Billet invité.
Or donc, la main de la justice vient de s’abattre sur les gueux ayant osé contester la mise à mort sociale prononcée par leur suzerain, la bonne, très vertueuse et très charitable, société anonyme Goodyear.
24 mois de prison, dont 9 ferme !
Mais posons-nous la question de savoir s’il est raisonnable, dans ce merveilleux monde libéral de la guerre du tous contre tous, de penser pouvoir échapper à la criminalisation des syndicats ?

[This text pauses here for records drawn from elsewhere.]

PR #58, opened 2016-05-30
Fix qunit adapter

### LINKED ISSUE #57: Fix QUnit Adapter

## Issues

[1] The `QUnit global module` is emitted also on [suiteStart](https://github.com/js-reporters/js-reporters/blob/49b51f43ce8ed2d1b05a95def7250883ad97c7b9/lib/adapters/QUnitAdapter.js#L46) event, as also on [suiteEnd](https://github.com/js-reporters/js-reporters/blob/49b51f43ce8ed2d1b05a95def7250883ad97c7b9/lib/adapters/QUnitAdapter.js#L78).

[2] Passing tests are failing, because QUnit is checking for an `assertion` and in our [test fixture](https://github.com/js-reporters/js-reporters/blob/49b51f43ce8ed2d1b05a95def7250883ad97c7b9/test/fixtures/qunit.js) there are none.

[3] Objects are **emitted** are then **mutated**. [Emitted](https://github.com/js-reporters/js-reporters/blob/49b51f43ce8ed2d1b05a95def7250883ad97c7b9/lib/adapters/QUnitAdapter.js#L51) and [mutated](https://github.com/js-reporters/js-reporters/blob/49b51f43ce8ed2d1b05a95def7250883ad97c7b9/lib/adapters/QUnitAdapter.js#L63-L72).

[4] The current adapter do not permit `suites` with the [same name](https://github.com/js-reporters/js-reporters/blob/49b51f43ce8ed2d1b05a95def7250883ad97c7b9/lib/adapters/QUnitAdapter.js#L29).

[5] Skipped tests have as `runtime 0ms`.

[6] Nested modules run. QUnit runs the nested modules (suites) from the inner most suite to the outter most suite.

[7] QUnit provide already for nested modules a concatenated name. The suite names are separated by the character ">", ex: `outter suite > inner suite`.

[8] Also for failing tests, QUnit is taking the error and creates an object with some more properties, so the deep equal assertion will fail.

[9] The `globalSuite` emitted on `suiteStart` is not created properly.

## Solutions

- [x] [1] - Check on the `suiteStart` and `suiteEnd` event, that the received module is not the `globalModule` and only then emit a converted suite.

- [x] [2] We can add a dummyAssertion in our fixture, like: `ok(true)`.

- [x] [3], [4] - We should convert the `modules` and `tests` every time we are emitting something, the same as in the [MochaAdapter](https://github.com/js-reporters/js-reporters/blob/49b51f43ce8ed2d1b05a95def7250883ad97c7b9/lib/adapters/MochaAdapter.js)

- [x] [5] I think it would be a good thing for QUnit to also put the `runtime` of a  `skipped test` to be `undefined`, because that test is no running, so it doesn't make sens to have a runtime. For now we can set it to undefined [by hand](https://github.com/js-reporters/js-reporters/blob/49b51f43ce8ed2d1b05a95def7250883ad97c7b9/lib/adapters/QUnitAdapter.js#L71) in our adapter.

- [x] [6] We will run it like Mocha, from the outer most to the inner most, also because the QUnit reporter displays tests this way.

- [x] [7] Remove the ">" character.

- [x] [8] We can do something like with the [runtimes](https://github.com/js-reporters/js-reporters/blob/49b51f43ce8ed2d1b05a95def7250883ad97c7b9/test/integration/adapters.js#L52-L58), to make a function that checks that the errors are conform with the QUnit errors and then override them.

- [x] [9] Create a function that builds the global suite for the runStart and runEnd events.

flore77:
Fixes #57.

### DIFF
--- a/lib/adapters/QUnitAdapter.js
+++ b/lib/adapters/QUnitAdapter.js
@@ -31,11 +31,9 @@ export default class QUnitAdapter extends EventEmitter {
    * @param suiteNameParam - is used only when calling convertTest from
    *  the convertModule function, in rest it is undefined.
    */
-  convertTest (qunitTest, suiteNameParam) {
-    var suiteName = suiteNameParam
-
-    // Assign the name of the module, only if it is not the global one, then
-    // leave the suiteName to be undefined.
+  convertTest (qunitTest, suiteName) {
+    // Set the suiteName only if it is undefined and it is not the name of the
+    // globalModule.
     if (!suiteName && qunitTest.module !== '') {
       suiteName = qunitTest.module
     }
--- a/lib/adapters/QUnitAdapter.js
+++ b/lib/adapters/QUnitAdapter.js
@@ -53,7 +53,6 @@ export default class QUnitAdapter extends EventEmitter {
 
       return new Test(qunitTest.name, suiteName, status, qunitTest.runtime,
           qunitTest.errors)
-
     }
 
     return new Test(qunitTest.name, suiteName)
--- a/lib/adapters/QUnitAdapter.js
+++ b/lib/adapters/QUnitAdapter.js
@@ -14,14 +14,26 @@ export default class QUnitAdapter extends EventEmitter {
     QUnit.done(this.onDone.bind(this))
 
     this.testsDetails = {}
+    this.emitGlobal = false
   }
 
   convertModule (qunitModule) {
-    var suiteName = qunitModule.name
+    // The Test needs the concatenated name of the suite only without ">".
+    var suiteName = qunitModule.name.replace(/> /g, '')
     var tests = []
 
     for (let qunitTest of qunitModule.tests) {
       tests.push(this.convertTest(qunitTest, suiteName))
+    }
+
+    // If the suite is for the "createGlobalSuite" function, then the name must
+    // be the name provided by QUnit, else keep only the suite name itself.
+    if (this.emitGlobal) {
+      suiteName = qunitModule.name
+    } else {
+      var index = qunitModule.name.lastIndexOf('>')
+
+      suiteName = (index !== -1) ? suiteName.substring(index + 2) : suiteName
     }
 
     return new Suite(suiteName, [], tests)
@@ -85,6 +97,8 @@ export default class QUnitAdapter extends EventEmitter {
     var globalSuite
     var indexStart, indexEnd
 
+    this.emitGlobal = true
+
     // Access QUnit internals to get all suites and tests, working around
     // missing event data.
 
@@ -128,6 +142,9 @@ export default class QUnitAdapter extends EventEmitter {
 
         var parentSuiteName = suite.name.substring(indexStart, indexEnd)
 
+        // Keep only the name of the suite itself.
+        suite.name = suite.name.substring(indexEnd + 3)
+
         for (let parentSuite of suites) {
           if (parentSuite.name === parentSuiteName) {
             parentSuite.childSuites.push(suite)
@@ -139,6 +156,8 @@ export default class QUnitAdapter extends EventEmitter {
     }
 
     globalSuite.childSuites = topLevelSuites
+
+    this.emitGlobal = false
 
     return globalSuite
   }
--- a/lib/adapters/QUnitAdapter.js
+++ b/lib/adapters/QUnitAdapter.js
@@ -40,6 +40,7 @@ export default class QUnitAdapter extends EventEmitter {
 
     if (qunitTest.errors !== undefined) {
       var status
+      var runtime
 
       if (qunitTest.failed > 0) {
         status = 'failed'
@@ -49,7 +50,11 @@ export default class QUnitAdapter extends EventEmitter {
         status = 'passed'
       }
 
-      return new Test(qunitTest.name, suiteName, status, qunitTest.runtime,
+      if (status !== 'skipped') {
+        runtime = qunitTest.runtime
+      }
+
+      return new Test(qunitTest.name, suiteName, status, runtime,
           qunitTest.errors)
     }
 
--- a/lib/adapters/QUnitAdapter.js
+++ b/lib/adapters/QUnitAdapter.js
@@ -12,22 +12,52 @@ export default class QUnitAdapter extends EventEmitter {
     QUnit.testDone(this.onTestDone.bind(this))
     QUnit.moduleDone(this.onModuleDone.bind(this))
     QUnit.done(this.onDone.bind(this))
-
-    this.idDataMap = {}
   }
 
   convertModule (qunitModule) {
     var suiteName = qunitModule.name
     var tests = []
+
     for (let qunitTest of qunitModule.tests) {
-      let test = new Test(qunitTest.name, suiteName)
-      tests.push(test)
-      this.idDataMap[qunitTest.testId] = test
+      tests.push(this.convertTest(qunitTest, suiteName))
     }
 
-    var suite = new Suite(suiteName, [], tests)
-    this.idDataMap[qunitModule.name] = suite
-    return suite
+    return new Suite(suiteName, [], tests)
+  }
+
+  /**
+   * @param suiteNameParam is used only when the test does not contain the
+   * parent module name, if it is available in the test, then it is undefined.
+   *
+   * The parent module name is not available when converting the suites on
+   * the "runtStart" event.
+   */
+  convertTest (qunitTest, suiteNameParam) {
+    var suiteName = suiteNameParam
+
+    // Assign the name of the module, only if it is not the global one, then
+    // leave the suiteName to be undefined.
+    if (!suiteName && qunitTest.module !== '') {
+      suiteName = qunitTest.module
+    }
+
+    if (qunitTest.errors !== undefined) {
+      var status
+
+      if (qunitTest.failed > 0) {
+        status = 'failed'
+      } else if (qunitTest.skipped) {
+        status = 'skipped'
+      } else {
+        status = 'passed'
+      }
+
+      return new Test(qunitTest.name, suiteName, status, qunitTest.runtime,
+          qunitTest.errors)
+
+    }
+
+    return new Test(qunitTest.name, suiteName)
   }
 
   onBegin () {
@@ -38,19 +68,19 @@ export default class QUnitAdapter extends EventEmitter {
       suites.push(this.convertModule(suite))
     }
 
-    this.idDataMap.globalSuite = new Suite(undefined, suites, [])
-    this.emit('runStart', this.idDataMap.globalSuite)
+    this.globalSuite = new Suite(undefined, suites, [])
+    this.emit('runStart', this.globalSuite)
   }
 
   onModuleStart (details) {
     if (details.name !== '') {
-      this.emit('suiteStart', this.idDataMap[details.name])
+      this.emit('suiteStart', this.convertModule(details))
     }
   }
 
   onTestStart (details) {
     this.errors = []
-    this.emit('testStart', this.idDataMap[details.testId])
+    this.emit('testStart', this.convertTest(details))
   }
 
   onLog (details) {
@@ -60,29 +90,23 @@ export default class QUnitAdapter extends EventEmitter {
   }
 
   onTestDone (details) {
-    var test = this.idDataMap[details.testId]
+    var test
 
-    if (details.failed !== 0) {
-      test.status = 'failed'
-    } else if (details.skipped === true) {
-      test.status = 'skipped'
-    } else {
-      test.status = 'passed'
-    }
-
-    test.runtime = details.runtime
-    test.errors = this.errors
+    details.errors = this.errors
+    test = this.convertTest(details)
 
     this.emit('testEnd', test)
   }
 
   onModuleDone (details) {
     if (details.name !== '') {
-      this.emit('suiteEnd', this.idDataMap[details.name])
+      this.emit('suiteEnd', this.convertModule(details))
+    } else {
+      this.globalEndSuite = this.convertModule(details)
     }
   }
 
   onDone () {
-    this.emit('runEnd', this.idDataMap.globalSuite)
+    this.emit('runEnd', this.globalEndSuite)
   }
 }
--- a/lib/adapters/QUnitAdapter.js
+++ b/lib/adapters/QUnitAdapter.js
@@ -43,7 +43,9 @@ export default class QUnitAdapter extends EventEmitter {
   }
 
   onModuleStart (details) {
-    this.emit('suiteStart', this.idDataMap[details.name])
+    if (details.name !== '') {
+      this.emit('suiteStart', this.idDataMap[details.name])
+    }
   }
 
   onTestStart (details) {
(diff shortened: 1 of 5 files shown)


lib/adapters/QUnitAdapter.js
```diff
@@ -58,27 +88,23 @@ export default class QUnitAdapter extends EventEmitter {
...
-    } else if (details.skipped === true) {
-      test.status = 'skipped'
-    } else {
-      test.status = 'passed'
-    }
+    var test
 
-    test.runtime = details.runtime
-    test.errors = this.errors
+    details.errors = this.errors
```
flore77: I have done this to equal the MochaAdapter, here we can check in the convertTest function for `this.errors`

flore77:
@jzaefferer I know the tests are still failing, but I want to have some feedback for this part.

There are still 2 big issues to solve: `suiteEnd objects` and `nested suites`.

Here is does not function the trick to add to the test object the `errors` property, because QUnit is emitting other objects on each event. So on the `suiteEnd` event, the emitted objects will contain a list of `tests`, but this have only 2 props: `name` and `testId`. We need also `runtime`, `error` and `status`.

I am thinking to index the aforementioned props into an array, something:

```js
var testProps = {}

var props = {
  status: test.status,
  errors: test.errors,
  runtime: test.runtime
}

testProps[test.testId] = props. 
```
So in the `convertTest` function, if we don't have the all the props we need, we can check for them in the `testProps` object.

lib/adapters/QUnitAdapter.js
```diff
@@ -12,22 +12,50 @@ export default class QUnitAdapter extends EventEmitter {
...
+    return new Suite(suiteName, [], tests)
+  }
+
+  /**
+   * @param qunitTest - when passed in from the convertModule function it does
+   *  contain only its "name" and the "testId".
+   * @param suiteNameParam - is used only when calling convertTest from
+   *  the convertModule function, in rest it is undefined.
+   */
+  convertTest (qunitTest, suiteNameParam) {
```
jzaefferer: `suiteNameParam` is a weird parameter, since its used only once. I suggest renaming this to `suiteName`, then overwriting this as necessary.

lib/adapters/QUnitAdapter.js
jzaefferer: Is this just for consistency, or is it actually needed?

lib/adapters/QUnitAdapter.js
```diff
@@ -12,22 +12,50 @@ export default class QUnitAdapter extends EventEmitter {
...
+    var suiteName = suiteNameParam
+
+    // Assign the name of the module, only if it is not the global one, then
+    // leave the suiteName to be undefined.
```
jzaefferer: This is a weird comment, let's try to rephrase this.

lib/adapters/QUnitAdapter.js
jzaefferer: I guess QUnit also doesn't provide aggregated errors, so we need that here.

lib/adapters/QUnitAdapter.js
```diff
@@ -58,27 +88,23 @@ export default class QUnitAdapter extends EventEmitter {
...
-    test.errors = this.errors
+    details.errors = this.errors
+    test = this.convertTest(details)
 
     this.emit('testEnd', test)
   }
 
   onModuleDone (details) {
-    this.emit('suiteEnd', this.idDataMap[details.name])
+    if (details.name !== '') {
```
jzaefferer: This isn't a great check, and its now scattered across multiple places in this class. Let's try to at least abstract it, so that we can call `if (this.globalModule(details)) { [...]`.

test/fixtures/qunit.js
```diff
@@ -1,12 +1,16 @@
 var QUnit = require('qunitjs')
 
-QUnit.test('global test', function () {
+// Add dummy assertions in passing tests, because QUnit is checking for at
+// least one assertion, if there is none, then QUnit throws an error and the
+// test fails.
 
+QUnit.test('global test', function () {
+  QUnit.assert.ok(true)
```
jzaefferer: You should define the `assert` argument and use:

```
QUnit.test('global test', function (assert) {
  assert.ok(true)
})
```

jzaefferer:
> So in the convertTest function, if we don't have the all the props we need, we can check for them in the testProps object.

Let's give that a try.

lib/adapters/QUnitAdapter.js
```diff
@@ -58,27 +111,21 @@ export default class QUnitAdapter extends EventEmitter {
...
-    test.errors = this.errors
-
-    this.emit('testEnd', test)
+    details.testEnd = true
+    this.emit('testEnd', this.convertTest(details))
   }
 
   onModuleDone (details) {
-    this.emit('suiteEnd', this.idDataMap[details.name])
+    details.suiteEnd = true
```
flore77: Notify `convertModule` it must emit a `suite end`.

lib/adapters/QUnitAdapter.js
```diff
@@ -58,27 +111,21 @@ export default class QUnitAdapter extends EventEmitter {
...
-      test.status = 'skipped'
-    } else {
-      test.status = 'passed'
-    }
-
-    test.runtime = details.runtime
-    test.errors = this.errors
-
-    this.emit('testEnd', test)
+    details.testEnd = true
```
flore77: Notify `convertTest` it must emit a `test end`.

lib/adapters/QUnitAdapter.js
```diff
@@ -13,21 +13,72 @@ export default class QUnitAdapter extends EventEmitter {
...
 
   convertModule (qunitModule) {
     var suiteName = qunitModule.name
     var tests = []
+
     for (let qunitTest of qunitModule.tests) {
-      let test = new Test(qunitTest.name, suiteName)
-      tests.push(test)
-      this.idDataMap[qunitTest.testId] = test
+      qunitTest.testEnd = qunitModule.suiteEnd
```
flore77: If a `suite end` must be emitted, notify also `converTest` to emit a `test end`.

flore77:
@jzaefferer please review.

lib/adapters/QUnitAdapter.js
jzaefferer: I don't understand what you're talking about. There are no `emit` calls in `convertTest`

lib/adapters/QUnitAdapter.js
jzaefferer: Same as above. Your comment doesn't reflect the implementation. And I don't think we should be adding even more properties to the data we're consuming. We really should consider those objects immutable and track these properties ourselves, like we now do with `this.testsDetails`.

lib/adapters/QUnitAdapter.js
flore77: Yes, sorry, it should to **create** a `test end`.

jzaefferer: Can you split `convertTest` into 2 methods, one doing the basic conversion, the other doing the `testEnd` work? Then `onTestDone` call both methods.

flore77: Hmm. Something like:

```js
function saveTestDetails(qunitTest) {
  var testDetails = {}
   // attach the details to the above object
   this.testsDetails[qunitTest.testId] = testDetails
}

function convertTest(qunitTest, suiteName) {
  var testDetails = this.testsDetails[qunitTest.testId]
  
  if (testDetails !== undefined) {
     // emit a test end
  }

  // emit a test start
}

function onTestDone(details) {
  saveTestDetails(qunitTest);
  this.emit('testEnd', convertTest(qunitTest));
}
```

Is this ok ?

jzaefferer: Yeah, that looks better.

flore77:
Done.

jzaefferer:
That looks better. `npm test` is failing for me with this output:

```
/Users/jzaefferer/dev/jquery/js-reporters/dist/js-reporters.js:1175
          if (actual.name !== expected.name) {
                    ^

TypeError: Cannot read property 'name' of undefined
```
Haven't tried to debug that, yet, are you aware of this issue?

flore77:
Yes, I have seen it, but I still wanted to push, because the integration tests are passing, at least some of them that should pass :laughing: 

> Haven't tried to debug that, yet

I will debug it!
 
Maybe it gets `undefined`, because now there are less events, we do not emit the `globalSuite` twice.

flore77:
I found the problem and it is a bug :disappointed: The `globalModule` is not emitted if it does `not contain` any `tests`, so on the `runEnd` event `this.globalSuiteEnd` will be undefined. In our test fixture we have a global test so everything is functioning well.

flore77:
I would leave this after we found a fix for the nested suites, because also now the suite on the runStart event is not created quite well. After fixing the nesting suites, it would be more clearer how it must be built.

jzaefferer:
I didn't understand your explanations. Let's make `npm test` pass, even if that means skipping a few tests temporarily.

flore77:
The [onBegin](https://github.com/js-reporters/js-reporters/blob/39c02f654ec4ff52de417e5255863885677f7980/lib/adapters/QUnitAdapter.js#L86-L90) function does not emit a suite that respects the standard, because:

- it does not treat nested suites, i.e the `outter suite` has `no childSuites` (it should have the inner suite), `all suites` are putted as `childSuites` of the `globalSuite`
- QUnit global module is wrapped in an another module instead of being the one that wraps all other modules

The [moduleDone](https://github.com/js-reporters/js-reporters/blob/39c02f654ec4ff52de417e5255863885677f7980/lib/adapters/QUnitAdapter.js#L120) functions saves in `this.globalEndSuite` a converted suite that does not contain the other suites, something of this form:

```js
Suite {
  name: '',
  childSuites: [],
  tests: 
   [ Test {
       testName: 'global test',
       suiteName: undefined,
       status: 'passed',
       runtime: 1,
       errors: [] } ] }
```

I was thinking to firstly fix the nested modules, and then to build the `suites` emitted on `runStart` and `runEnd`, because then we will have the big picture, while now we don't now how we will deal with the nested suites.

The `undefined` comes from, because the old test fixture does not have a global test and QUnit does not emit the globalModule anymore on the `suiteStart` and `suiteEnd` events. And so our adapter will never enter on the [else](https://github.com/js-reporters/js-reporters/blob/39c02f654ec4ff52de417e5255863885677f7980/lib/adapters/QUnitAdapter.js#L119), so `this.globalEndSuite` will stay undefined. 

I hope I have explained more clearly :smiley:  

How should I proceed ? Should I know to take care of building the `suites` properly for the `runStart` and `runEnd` events ? Or should I deal with the nested modules ?

jzaefferer:
> The undefined comes from, because the old test fixture does not have a global test and QUnit does not emit the globalModule anymore on the suiteStart and suiteEnd events. And so our adapter will never enter on the else, so this.globalEndSuite will stay undefined.

Is there a simple fix or workaround for that, so that we can make these tests pass while working on other issues?

> How should I proceed ? Should I know to take care of building the suites properly for the runStart and runEnd events ? Or should I deal with the nested modules ?

Either seems fine to me, I can't tell which one is better to start with. Pick one, if you get stuck, try the other?

flore77:
@jzaefferer I have fixed the global suites emitted on the runStart/runEnd events, I am looking forward for your feedback :smiley: 

The 2 tests that are testing this events are still failing, but because of the `name` of the `inner suite`. 

QUnit emits also for suites a concatenated name, the inner suite has the name: `outter suite > inner suite`and in our reference data it has the name `inner suite`. How should this be ?

The inner tests has also a concatenated name, but we must only remove the `>` character. I am waiting to know how we deal with the suite name, then I will solve them both.

jzaefferer:
I'll have to review the `createGlobalSuite` more thorougly later, at a glance it looks good. Nice job!

> QUnit emits also for suites a concatenated name, the inner suite has the name: outter suite > inner suiteand in our reference data it has the name inner suite. How should this be ?

> The inner tests has also a concatenated name, but we must only remove the > character. I am waiting to know how we deal with the suite name, then I will solve them both.

This feels like something we should bring back to QUnit. For now let's just cut of the last `>` and anything before that. That should be simple enough to adjust later.

flore77:
Now remains only to solve the execution of nested modules.

I have seen that also Jasmine executes the nested suites this way, from the inner most to the outer most suite.

How should we do this in our standard ?

Also from what I have seen, QUnit does not emit the start of the `outter suite` and then the start of the `inner suite`, it executes them indepedently, i.e `inner suite starts`, `inner test executes`, `inner suite ends`,  `outer suite starts`, `outer test executes`, `outer suite ends`, so any option we choose, we will have some code to write for the QUnitAdapter.

jzaefferer:
Are the Jasmine and QUnit behaviours at least consistent? Or do they also have differences?

> so any option we choose, we will have some code to write for the QUnitAdapter.

I have no preference, what do you think?

flore77:
> Are the Jasmine and QUnit behaviours at least consistent? Or do they also have differences?

Yes, there are some small differences, but I didn't investigate too deep for Jasmine.

I think the most natural is to run the tests from the outer most suite to the inner most suite, like Mocha does.  Also the **QUnit reporter displays tests in the same order as Mocha**, no matter in which order the tests are executed and emitted.

So, I think definitely to emit the tests from the outer most to the inner most.

I will try today to achieve this for QUnit, I am thinking to buffer all data in our adapter until QUnits calls the done callback and after that to begin emit data from our adapter. This way we can store and order easily the data in a form we like. Sounds ok ?

jzaefferer:
Yes, that sounds good. Could you also file an issue against QUnit, telling them about the difference with Mocha, and the inconsistency in the UI? Maybe they're interested in addressing that before the 2.0.0 release.

jzaefferer:
Before you work on the suites handling, could we skip those 8 failing tests and land this PR? Then work on the suites handling in a separate PR.

flore77:
>  Could you also file an issue against QUnit, telling them about the ...

Hmm, I don't know, QUnit has  2 options that randomizes tests execution:
* the `reorder` option that on a rerun, runs firstly the failed tests, it is activated by default
* the `seed` option that randomizes tests execution, it is disabled by default

The `reorder` option is activated by default and in it description it says:
> this can speed up testing a lot.
It can also lead to random errors, in case your testsuite has non-atomic tests, where the order is important. You should fix those issues, instead of disabling reordering!`

So, I think it is an important feature of QUnit and I think in their reporter they are doing this reordering, because it would be confusing on multiple runs to display tests in a different order.

Of course the inconsistency is that on a normal running they are running the tests from the inner most to the outer most, but displaying them the other way, but I think the reporter cannot be change, because it must handle the other cases of `reorder` and `seed`.  So the change that can be done, would be change the normal running, but I don't know if it would be a gain. 

What do you think? Should I open an issue there to see what they say about it ?

jzaefferer:
Thanks for the details, I hadn't considered those. So no, let's not do that now.

As for this PR, let's skip the remaining failing tests and merge.

flore77:
Yeah, we have a problem, the `rollup-plugin-babel` is causing this: 

[Cannot find module '__babelHelpers__' from '/home/flore77/js-reporters/node_modules/events'](https://github.com/rollup/rollup-plugin-babel/blob/master/CHANGELOG.md), I don't know yet how to solve this, I have forced to stay for now at the 2.4.0.

flore77:
Maybe we should change the assertion of the runtime range, to check only if runtime is a number, like:

`expect(typeof runtime).to.be.equal('number')`.

jzaefferer:
> Maybe we should change the assertion of the runtime range

Let's see if the updated assertion works out, if not, we could still make that change.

Notons tout d’abord, que le DRH ainsi que le second cadre retenu par les employés, avaient retiré leur plainte, et que les poursuites furent décidées par le procureur de la République. Notons ensuite les arrêts pris par la Cour Européenne des Droits de l’Homme (arrêt Medveedyev et Moulin en 2008 et 2010) : » le déséquilibre du système pénal sape l’état de droit. Du fait de leur statut, les membres du ministère public en France ne remplissent pas l’exigence d’indépendance à l’égard de l’exécutif, qui, selon une jurisprudence constante, compte, au même titre que l’impartialité parmi les garanties inhérentes à la nature autonome des magistrats. » Autrement dit, il existe un doute sérieux pour la CEDH, concernant l’indépendance des procureurs de la République vis-à-vis du garde des sceaux, ministre de la justice.
Seconde évidence, comme le rappelle Cédric Mas dans un de ses billets, le propriétaire d’une personne morale de droit privé dispose d’un abusus quasiment illimité. La fermeture d’une usine rentable, au plan de charge assuré pour des années, peut donc se faire sans justification aucune. Autrement dit, l’assassinat social de centaines de familles à seule fin de valorisation boursière est LÉ-GA-L !
Troisième évidence, le verrouillage de cette horreur économique par le Droit du commerce international, rend illusoire toute mesure significative prise au niveau national. Que demain matin M. Hollande se réveille socialiste et interdise les licenciements boursiers, et aussitôt les transnationales se délocaliseraient sous d’autres cieux (tout en entamant –et gagnant- des procédures judiciaires pour violation des accords européens et internationaux, signés par la France).
Quatrième évidence, dans un monde où le travail disparait sous les avancées de la robotisation et de la logicisation, les conflits sociaux sont destinés à croître en nombre et en violence.
Dès lors, comment ne pas contextualiser la criminalisation syndicale des ex-salariés de Goodyear ? Comment ne pas penser qu’il s’agit là d’un message clair et net, adressé par le gouvernement ?
Les prochains nominés pour une peine de prison ferme sont donc les syndicalistes d’Air-France. Les voilà prévenus.
Si ça n’est pas une fuite en avant, avouons que c’est quand même bien imité: droit dans le mur et en klaxonnant ! Nous voilà prévenus.